Where messages are stored, there must also be an opportunity to read the data. This is done through a subscribe operation. This means that a consumer ‘subscribes’ to a topic from which he can read the messages based on the partition and the offset.

Consumer Group

Consumers can be divided into groups using a group.id. However, two consumers cannot read from the same Topic partition. However, it is possible for a consumer to read from several partitions. These are used to share large data streams that are generated by several producers.

Architecture

Now that we have looked at the basics of the Kafka Cluster, we now continue with the next parts, which complete Kafka.

Apache ZooKeeper

ZooKeeper is a core dependency, which is itself from Apache. This is a cluster that contains replicated ZooKeeper instances. As a coordination service, ZooKeeper is responsible for tracking and storing the status of brokers and consumers. It also takes care of the leader election of the various partitions.

Kafka Connect

Apache offers an integration toolkit so that you can exchange data between Kafka brokers and other systems. You can do this with the help of so-called connector plugins. Kafka Connect provides a framework so that you can integrate Kafka into external data sources such as databases. The advantage here is that external data is translated and transformed directly into the appropriate format.

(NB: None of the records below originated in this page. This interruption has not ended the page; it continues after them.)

PR #288, opened 2022-01-31
monitor: Remove invalid notification subject character

mharyam:
concerns #276

### DIFF
--- a/kcidb/monitor/output.py
+++ b/kcidb/monitor/output.py
@@ -14,8 +14,11 @@ from kcidb.templates import ENV as TEMPLATE_ENV
 # We like the "id" name
 # pylint: disable=invalid-name
 
+# Characters not allowed in notifications message subjects
+NOTIFICATION_MESSAGE_SUBJECT_INVALID_CHARS = r"\x00-\x1f\x7f"
 # A regex matching permitted notification message subject strings
-NOTIFICATION_MESSAGE_SUBJECT_RE = re.compile(r"[^\x00-\x1f\x7f]*")
+NOTIFICATION_MESSAGE_SUBJECT_RE = \
+    re.compile(f"[^{NOTIFICATION_MESSAGE_SUBJECT_INVALID_CHARS}]*")
 # Maximum character length of a notification message subject
 NOTIFICATION_MESSAGE_SUBJECT_MAX_LEN = 256
 # Maximum character length of a notification message body
@@ -184,9 +187,12 @@ class Notification:
             subject = subject[:NOTIFICATION_MESSAGE_SUBJECT_MAX_LEN - 2] + "✂️"
             LOGGER.warning("Subject is %s characters too long, truncated",
                            subject_extra_characters)
-        assert NOTIFICATION_MESSAGE_SUBJECT_RE.fullmatch(subject), \
-            f"Subject is invalid, must match " \
-            f"{NOTIFICATION_MESSAGE_SUBJECT_RE.pattern} regex"
+        if not NOTIFICATION_MESSAGE_SUBJECT_RE.fullmatch(subject):
+            subject = re.sub(f"[{NOTIFICATION_MESSAGE_SUBJECT_INVALID_CHARS}]",
+                             "⯑", subject)
+            LOGGER.warning("Subject is invalid, must match %s"
+                           "regex, invalid characters removed",
+                           NOTIFICATION_MESSAGE_SUBJECT_RE.pattern)
         body = TEMPLATE_ENV.from_string(self.message.body).render(ctx)
         body_extra_characters = \
             len(body) - NOTIFICATION_MESSAGE_BODY_MAX_LEN
--- a/kcidb/monitor/output.py
+++ b/kcidb/monitor/output.py
@@ -181,7 +181,7 @@ class Notification:
         subject_extra_characters = \
             len(subject) - NOTIFICATION_MESSAGE_SUBJECT_MAX_LEN
         if subject_extra_characters > 0:
-            subject = subject[:NOTIFICATION_MESSAGE_SUBJECT_MAX_LEN - 1] + "✂️"
+            subject = subject[:NOTIFICATION_MESSAGE_SUBJECT_MAX_LEN - 2] + "✂️"
             LOGGER.warning("Subject is %s characters too long, truncated",
                            subject_extra_characters)
         assert NOTIFICATION_MESSAGE_SUBJECT_RE.fullmatch(subject), \
@@ -191,7 +191,7 @@ class Notification:
         body_extra_characters = \
             len(body) - NOTIFICATION_MESSAGE_BODY_MAX_LEN
         if body_extra_characters > 0:
-            body = body[:NOTIFICATION_MESSAGE_BODY_MAX_LEN - 1] + "✂️"
+            body = body[:NOTIFICATION_MESSAGE_BODY_MAX_LEN - 2] + "✂️"
             LOGGER.warning("Body is %s characters too long, truncated",
                            body_extra_characters)
 
--- a/kcidb/monitor/test_output.py
+++ b/kcidb/monitor/test_output.py
@@ -202,3 +202,83 @@ class NotificationTestCase(unittest.TestCase):
         self.assertEqual(message.get("Subject")[-2:], "✂️")
         self.assertEqual(len(message.get_body('plain').get_content()[:-1]), NOTIFICATION_MESSAGE_BODY_MAX_LEN)
         self.assertEqual((message.get_body('plain').get_content())[-3:-1], "✂️")
+
+    def test_subject_invalid_character(self):
+        """Check subject invalid character of Notification """
+
+        db_client = db.Client("sqlite::memory:")
+        db_client.init()
+        oo_client = oo.Client(db_client)
+        db_client.load({
+            "version": self.version,
+            "checkouts": [
+                {
+                    "contacts": [
+                        "rdma-dev-team@redhat.com"
+                    ],
+                    "start_time": "2020-03-02T15:16:15.790000+00:00",
+                    "git_repository_branch": "wip/jgg-for-next",
+                    "git_commit_hash": "5e29d1443c46b6ca70a4c940a67e8c09f05dcb7e",
+                    "patchset_hash": "",
+                    "git_repository_url": "https://git.kernel.org/pub/scm/linux/kernel/git/arm64/linux.git",
+                    "misc": {
+                        "pipeline_id": 467715
+                    },
+                    "id": "origin:1",
+                    "origin": "origin",
+                    "patchset_files": [],
+                    "valid": True,
+                },
+            ],
+            "builds": [
+                                {
+                    "id": "kernelci:kernelci.org:619fecfc6d932a49b5f2efb0",
+                    "checkout_id": "origin:1",
+                    "origin": "origin",
+                    "comment": "v5.16-rc2-19-g383a44aec91c",
+                    "start_time": "2021-11-25T20:07:24.499000+00:00",
+                    "duration": 486.695294857,
+                    "architecture": "x86_64",
+                    "config_name": "x86_64_defconfig+x86-chromebook+kselftest",
+                    "valid": True
+                },
+            ]
+        })
+        revision = oo_client.query(orm.Pattern.parse(">revision#"))["revision"][0]
+
+        # test invalid character in subject are replaced
+        # by the uncertainty sign character in the email
+        notification_message = NotificationMessage(
+            ["kernelci-results-staging@groups.io"],
+            subject="Test completed for linux.git:\n@commit20-\x7f\t",
+            body="Below is the summary of results Kernel CI database has recorded for this revision so far."
+        )
+        notification = Notification(revision, "test_subscription", notification_message)
+        message = notification.render()
+        self.assertIsInstance(message, email.message.EmailMessage)
+        self.assertEqual(len(message.get("Subject")), 42)
+        self.assertEqual(message.get("Subject")[29], "⯑")
+        self.assertEqual(message.get("Subject")[-2:], "⯑⯑")
+
+        # test empty subject passes unchanged in the email
+        notification_message = NotificationMessage(
+            ["kernelci-results-staging@groups.io"],
+            subject="",
+            body="Below is the summary of results."
+        )
+        notification = Notification(revision, "test_subscription2", notification_message)
+        message = notification.render()
+        self.assertIsInstance(message, email.message.EmailMessage)
+        self.assertEqual(len(message.get("Subject")), 0)
+
+        # test subject with all valid characters passes unchanged in the email
+        notification_message = NotificationMessage(
+            ["kernelci-results-staging@groups.io"],
+            subject="Testing for this Subject.😀😀",
+            body="Below is the summary of results."
+        )
+        notification = Notification(revision, "test_subscription2", notification_message)
+        message = notification.render()
+        self.assertIsInstance(message, email.message.EmailMessage)
+        self.assertEqual(len(message.get("Subject")), 27)
+        self.assertNotIn(message.get("Subject"), "⯑")
--- a/kcidb/monitor/test_output.py
+++ b/kcidb/monitor/test_output.py
@@ -4,7 +4,9 @@ import email
 import unittest
 from kcidb_io import schema
 from kcidb import orm, db, oo
-from kcidb.monitor.output import NotificationMessage, Notification
+from kcidb.monitor.output import NotificationMessage, Notification,\
+    NOTIFICATION_MESSAGE_SUBJECT_MAX_LEN, NOTIFICATION_MESSAGE_BODY_MAX_LEN
+
 
 # Disable long line checking for JSON data
 # flake8: noqa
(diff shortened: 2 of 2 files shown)


kcidb/monitor/output.py
```diff
@@ -184,9 +185,11 @@ def render(self):
             subject = subject[:NOTIFICATION_MESSAGE_SUBJECT_MAX_LEN - 1] + "✂️"
             LOGGER.warning("Subject is %s characters too long, truncated",
                            subject_extra_characters)
-        assert NOTIFICATION_MESSAGE_SUBJECT_RE.fullmatch(subject), \
-            f"Subject is invalid, must match " \
-            f"{NOTIFICATION_MESSAGE_SUBJECT_RE.pattern} regex"
+        if not NOTIFICATION_MESSAGE_SUBJECT_RE.fullmatch(subject):
```
mharyam, line 188: @spbnick 
I am thinking of making this come before truncating the subject. 
What do you think?

kcidb/monitor/output.py
```diff
@@ -184,9 +185,11 @@ def render(self):
...
+            subject = re.sub('[^A-Za-z0-9]+', ' ', subject).strip()
```
spbnick, line 189: This would replace any number of consecutive non-Latin and non-digit characters with a single space. This means that text in any language not using Latin characters will be replaced with a single space, which we don't want to do. This would also make it difficult to determine how many characters were there, and make debugging harder.

Instead, we should replace exactly the inverse of permitted characters, and replace them one-to-one.

Also, it's better to use a character which would clearly signify that something was replaced. There's the old "[substitute character](https://en.wikipedia.org/wiki/Substitute_character)" in ASCII and Unicode, but it's also a control character and could be interpreted differently. There's the Unicode "[replacement character](https://en.wikipedia.org/wiki/Specials_(Unicode_block)#Replacement_character)", but it normally signifies that there was something wrong in the Unicode encoding. I couldn't find anything better than the "[uncertainty sign](https://codepoints.net/U+2BD1?lang=en)" with an uncertain (ha-ha) purpose, which looks like the "replacement character", but is white rather than black. It will have to do. Could you use that instead as the replacement?

To make sure our "correct" and "incorrect" character patterns are always exactly the inversion of each other, we can generate one from another.

We can e.g. define a new variable called `NOTIFICATION_MESSAGE_SUBJECT_INVALID_CHARS` specifying invalid characters, and set it to `\x00-\x1f\x7f`. Then we can generate both regular expressions from that, to make sure they are always the opposites of each other. Can you do that?

spbnick (changes requested):

kcidb/monitor/output.py
spbnick: That would be correct if we were changing the length of the string. However, as I suggest in my review we shouldn't be doing that. Still conceptually it would make better sense to the reader if we did that first, so please go ahead in any case :smile: Thanks!

mharyam: Thanks @spbnick 
Since we are replacing the character I will just leave it there 
I thought we will be removing the unwanted character

kcidb/monitor/output.py
```diff
@@ -32,6 +35,7 @@ class NotificationMessage:
     """
     Message for a notification about a report object state.
     """
+
```
spbnick, line 38: Is adding this new line necessary? If not, please remove.

spbnick (changes requested):
Looks great, just one empty line comment.

However, do you think you could write a test for this feature?

And perhaps one more test for the previous change you did, in a separate commit before this one?

Thank you.

mharyam:
> Looks great, just one empty line comment.
> 
> However, do you think you could write a test for this feature?
> 
> And perhaps one more test for the previous change you did, in a separate commit before this one?
> 
> Thank you.

Okay, I will add them

kcidb/monitor/test_output.py
```diff
@@ -85,3 +85,57 @@ def test_min(self):
...
+        notification.obj.git_commit_name = "Set an invalid data with length greater " \
+                                           "than notification subject max length" * 40
+        notification.obj.git_commit_hash = "Set an invalid commit hash with length greater " \
+                                           "than notification body max length" * 250
+        self.assertEqual(notification.id,
+                         'mark_brown:revision:'
+                         'KCc1ZTI5ZDE0NDNjNDZiNmNhNzBhNGM5NDBhNj'
+                         'dlOGMwOWYwNWRjYjdlJywgJycp:')
+        message = notification.render()
+        self.assertIsInstance(message, email.message.EmailMessage)
```
spbnick, line 141: This is a pretty good start. However, you don't actually check that either the subject or the body length was (not)limited.

To test this well, you would need to check these for both subject and body:

- [ ] Zero-length NotificationMessage subject/body produces zero length subject and body in the email, without failing
- [ ] Under-limit length subject/body are left intact in the email
- [ ] Exact-limit length subject/body are left intact in the email, with all characters being single-byte in UTF-8
- [ ] Exact-limit length subject/body are left intact in the email, with at least one character being multi-byte in UTF-8 (verifying that we're limiting by characters, not by bytes)
- [ ] Over-limit length subject/body are trimmed to the exact limit with the last character replaced with the scissors emoji in the email

Also, you don't really need to involve subscriptions to create a notification. Having them involved makes it harder to craft the notifications you need for testing. Instead you can create notification objects directly. Something like this:
```python
        db_client = db.Client("sqlite::memory:")
        db_client.init()
        db_client.load(io_data)
        oo_client = oo.Client(db_client)
        revision = oo_client.query(orm.Pattern.parse(">revision#"))["revision"][0]
        message = NotificationMessage(
            ["kernelci-results-staging@groups.io"],
            subject="JINJA2_TEMPLATE_FOR_YOUR_SUBJECT",
            body="JINJA2_TEMPLATE_FOR_YOUR_BODY"
        )
        notification = Notification(revision, "test_subscription", message)
        email = notification.email()
```

spbnick (changes requested):

kcidb/monitor/test_output.py
```diff
@@ -85,3 +85,89 @@ def test_min(self):
...
+                    "config_name": "x86_64_defconfig+x86-chromebook+kselftest",
+                    "valid": True
+                },
+            ]
+        })
+        revision = oo_client.query(orm.Pattern.parse(">revision#"))["revision"][0]
+        message = NotificationMessage(
+            ["kernelci-results-staging@groups.io"],
+            subject="JINJA2_TEMPLATE_FOR_YOUR_SUBJECT",
+            body="JINJA2_TEMPLATE_FOR_YOUR_BODY"
```
spbnick, line 134: Please don't use the literal placeholders I put into the example :joy: I was only trying to illustrate the point for you, pointing out where subject/body go, and that these strings are in fact Jinja2 templates. Please put something less confusing there.

I find it useful to use strings of digits as samples when testing for length. Something like `"1234567890"` or `"123456789012345678901234"`. This way it's easier to see that the first string is ten characters long and the second is 24 characters. But pick whatever feels best for you.

kcidb/monitor/test_output.py
```diff
@@ -85,3 +85,89 @@ def test_min(self):
...
+        self.assertIsInstance(message, email.message.EmailMessage)
+        self.assertEqual(len(message.get("Subject", "")), 32)
+        self.assertEqual(len(message.get_body('plain').get_content()[:-1]), 29)
+
+        empty_message = NotificationMessage(
+            ["kernelci-results-staging@groups.io"],
+            subject="", body="")
+        empty_notification = Notification(revision, "test_subscription_2", empty_message)
+        empty_message = empty_notification.render()
+        self.assertIsInstance(empty_message, email.message.EmailMessage)
```
spbnick, line 147: I don't think we need to check that `render()` returns an `EmailMessage` in every test. We could save a few lines of code, if we do it only once.

kcidb/monitor/test_output.py
```diff
@@ -85,3 +85,89 @@ def test_min(self):
...
+                    "comment": "v5.16-rc2-19-g383a44aec91c",
+                    "start_time": "2021-11-25T20:07:24.499000+00:00",
+                    "duration": 486.695294857,
+                    "architecture": "x86_64",
+                    "config_name": "x86_64_defconfig+x86-chromebook+kselftest",
+                    "valid": True
+                },
+            ]
+        })
+        revision = oo_client.query(orm.Pattern.parse(">revision#"))["revision"][0]
```
spbnick, line 130: Since you're putting multiple tests in the same function, could you add an empty line after this one, to separate the common setup from the tests, and then add comments before creation of each message and its block of assertions, saying what you're testing there?

kcidb/monitor/test_output.py
```diff
@@ -85,3 +85,89 @@ def test_min(self):
...
+        self.assertEqual(len(message.get_body('plain').get_content()[:-1]), 29)
+
+        empty_message = NotificationMessage(
+            ["kernelci-results-staging@groups.io"],
+            subject="", body="")
+        empty_notification = Notification(revision, "test_subscription_2", empty_message)
+        empty_message = empty_notification.render()
+        self.assertIsInstance(empty_message, email.message.EmailMessage)
+        self.assertEqual(len(empty_message.get("Subject", "")), 0)
+        self.assertEqual(len(empty_message.get_body('plain').get_content()[:-1]), 0)
```
spbnick, line 149: Hmm, curious, why do you need to cut off the last character? Something to do with the way messages are encoded? What is that character?

kcidb/monitor/test_output.py
```diff
@@ -85,3 +85,89 @@ def test_min(self):
...
+
+        exact_message = NotificationMessage(
+            ["kernelci-results-staging@groups.io"],
+            subject="JINJA2_TEMPLATE_FOR_YOUR_SUBJECT" * 8,
+            body="JINJA2_TEMPLATE_FOR_YOUR_BODY___" * 128
```
spbnick, line 154: Could you use the actual variables defining the limits here and below, instead of hard-coding them? This way we won't  have to update the tests when/if we change them.

kcidb/monitor/test_output.py
```diff
@@ -85,3 +85,89 @@ def test_min(self):
...
+        )
+        exact_notification = Notification(revision, "test_subscription_3", exact_message)
+        exact_message = exact_notification.render()
+        self.assertIsInstance(exact_message, email.message.EmailMessage)
+        self.assertEqual(len(exact_message.get("Subject", "")), 256)
```
spbnick, line 159: Hmm, why do you need to provide a default for the Subject here?

kcidb/monitor/test_output.py
```diff
@@ -85,3 +85,89 @@ def test_min(self):
...
+        self.assertEqual(len(exact_message.get_body('plain').get_content()[:-1]), 4096)
```
spbnick, line 160: Apart from the hardcoded limits, and my questions on the subject's default and cutting off the last character, this one is good, but we also need the same test with multi-byte characters.

spbnick (changes requested):
Looking good, but still needs some improvements, one more test, and I have a couple questions.

Thank you :smiley:

kcidb/monitor/test_output.py
mharyam: Yes, it is 
It always adds a new line character at the end of each message

kcidb/monitor/test_output.py
mharyam: I will remove this, wanted to avoid if the subject comes back empty 😃 
But it is not necessary since I am providing it in the test

kcidb/monitor/test_output.py
spbnick: Hmm... interesting. Keep removing it for now, but it would be good to find out where that happens.

kcidb/monitor/test_output.py
spbnick: Yeah, it's better to remove it, or it could mask a bug where Subject would not be set.

kcidb/monitor/test_output.py
mharyam: Yh,  I tried checking and noticed that it gets added by default when python returns contents from the get_content function

kcidb/monitor/test_output.py
```diff
@@ -85,3 +87,123 @@ def test_min(self):
...
+        empty_notification = Notification(revision, "test_subscription_2", empty_message)
+        empty_message = empty_notification.render()
+        self.assertEqual(len(empty_message.get("Subject")), 0)
+        self.assertEqual(len(empty_message.get_body('plain').get_content()[:-1]), 0)
+
+        # test exact-limit length subject/body are left intact in the email,
+        exact_message = NotificationMessage(
+            ["kernelci-results-staging@groups.io"],
+            subject="Test completed for linux.git:123" * 8,
+            body="Below is the summary of results Kernel CI database has recorded " * 64
```
spbnick, line 159: Could you generate the input strings using the `*_MAX_LEN` constants as well, here and below? Something like `subject="S" * NOTIFICATION_MESSAGE_SUBJECT_MAX_LEN, body="B" * NOTIFICATION_MESSAGE_BODY_MAX_LEN`?

kcidb/monitor/test_output.py
```diff
@@ -85,3 +87,123 @@ def test_min(self):
...
+        self.assertEqual(len(exact_message.get("Subject")), NOTIFICATION_MESSAGE_SUBJECT_MAX_LEN)
+        self.assertEqual(len(exact_message.get_body('plain').get_content()[:-1]),
+                         NOTIFICATION_MESSAGE_BODY_MAX_LEN)
+
+        # test exact-limit length with a multibyte character in UTF-8
+        # subject/body are left intact in the email,
+        exact_message_with_multibyte = NotificationMessage(
+            ["kernelci-results-staging@groups.io"],
+            subject="Test completed for linux.git:©12" * 8,
+            body="Below is the summary of results Kernel CI database has recorded•" * 64
```
spbnick, line 172: Here you can just use a pair of multibyte characters instead of `"S"` and `"B"`.

kcidb/monitor/test_output.py
```diff
@@ -4,11 +4,13 @@
...
 from kcidb import orm, db, oo
-from kcidb.monitor.output import NotificationMessage, Notification
+from kcidb.monitor.output import NotificationMessage, Notification,\
+    NOTIFICATION_MESSAGE_SUBJECT_MAX_LEN, NOTIFICATION_MESSAGE_BODY_MAX_LEN
+
 
 # Disable long line checking for JSON data
 # flake8: noqa
-# pylint: disable=line-too-long
+# pylint: disable=line-too-long : disable-msg=too-many-locals
```
spbnick, line 13: You can just use one variable each for `NotificationMessage`, `Notification`, and `EmailMessage` throughout the code, now that you have comments explaining what each setup/assertion block does, and reuse them between blocks. This way you'll likely not need to disable this warning. But please don't use the same variable to store both `NotificationMessage` and `EmailMessage` objects, like you do now, that could be confusing.

spbnick (changes requested):
Hey, this is pretty good, and I think we already got most of the functionality right. Only a few minor comments remain. Thank you!

kcidb/monitor/test_output.py
```diff
@@ -207,3 +207,57 @@ def test_subject_and_body_length(self):
...
+            ["kernelci-results-staging@groups.io"],
+            subject="Test completed for linux.git:\n@commit20\t",
+            body="Below is the summary of results Kernel CI database has recorded for this revision so far."
+        )
+        notification = Notification(revision, "test_subscription", message)
+        message = notification.render()
+        self.assertIsInstance(message, email.message.EmailMessage)
+        self.assertEqual(len(message.get("Subject")), 40)
+        self.assertEqual(message.get("Subject")[29], "�")
+        self.assertEqual(message.get("Subject")[-1], "�")
```
spbnick, line 263: We also need the following tests to do this well:

- [ ] Empty subject passes unchanged (I know we have this in length-limit test, but this one needs a copy).
- [ ] Non-empty subject without characters valid (including non-Latin/non-ASCII characters) passes unchanged.

Plus it would be good to add `\x7f` to the sample with invalid characters, as that should be removed too.

kcidb/monitor/output.py
```diff
@@ -184,9 +187,12 @@ def render(self):
             subject = subject[:NOTIFICATION_MESSAGE_SUBJECT_MAX_LEN - 2] + "✂️"
             LOGGER.warning("Subject is %s characters too long, truncated",
                            subject_extra_characters)
-        assert NOTIFICATION_MESSAGE_SUBJECT_RE.fullmatch(subject), \
-            f"Subject is invalid, must match " \
-            f"{NOTIFICATION_MESSAGE_SUBJECT_RE.pattern} regex"
+        if not NOTIFICATION_MESSAGE_SUBJECT_RE.fullmatch(subject):
+            subject = re.sub(f"[{NOTIFICATION_MESSAGE_SUBJECT_INVALID_CHARS}]",
+                             "�", subject)
```
spbnick, line 192: Ah, wait, this is the "replacement character". We need to use the "uncertainty sign" character instead: `⯑`. The former indicates something wrong with Unicode encoding, and would be confusing.

mharyam:
@spbnick 
All done 😄 
Kindly review

kcidb/monitor/test_output.py
```diff
@@ -202,3 +202,83 @@ def test_subject_and_body_length(self):
...
+        )
+        notification = Notification(revision, "test_subscription2", notification_message)
+        message = notification.render()
+        self.assertIsInstance(message, email.message.EmailMessage)
+        self.assertEqual(len(message.get("Subject")), 0)
+
+        # test subject with all valid characters passes unchanged in the email
+        notification_message = NotificationMessage(
+            ["kernelci-results-staging@groups.io"],
+            subject="Testing for this Subject.",
```
spbnick, line 277: Could you add some national characters here, or an emoji, something outside the Latin/ASCII character set?

spbnick (changes requested):
This is great, thank you, Maryam :) I have just one small request left inline which you probably missed in my yesterday's review.

kcidb/monitor/test_output.py
mharyam: oh, yes I missed it 
But I have added it now.

spbnick (approved):
Looks wonderful :heart_eyes: Thank you very much, Maryam! Merging :smile:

There is the Source Connector, which sends external data to Kafka. And there is also the Sink Connector, which extracts data from Kafka.

Kafka MirrorMaker

The MirrorMaker is responsible for ensuring that the data is replicated between two Kafka clusters. A distinction is made between a source Kafka cluster and a target Kafka cluster.

Kafka exporter

This enables you to extract data as Prometheus metrics for analysis purposes. This includes information about offsets, consumer groups, and consumer lags. The latter is the delay time between the last message within a partition and the message that is currently being fetched from this partition by a consumer.

Kafka Bridge

The Kafka Bridge offers an API for integrating HTTP-based clients into a Kafka cluster.

Kafka Bridge Interface

A RESTful interface is offered via the bridge so that HTTP-based clients can communicate with Kafka. This saves the clients having to translate the Kafka Protocol There are two main resources through the API, Consumers & Topics. These are made accessible from ‘outside’ via endpoints so that communication with consumers and producers within the Kafka cluster can take place.

HTTP requests

The following requests are made available:

Send messages in a topic
Received messages from a top
Get a list of partitions from a topic
Create & delete consumers
Subscribing to topics in order to receive messages from them
Get a list of topics to which a consumer subscribes
Unsubscribe from topics
Assign partitions to a consumer

The messages can either be sent in JSON format or in Binary format. This allows clients to create and read messages, produce & consume, without having to use the Kafka protocol.

Stay tuned!

This text was automatically translated with our golang markdown translator.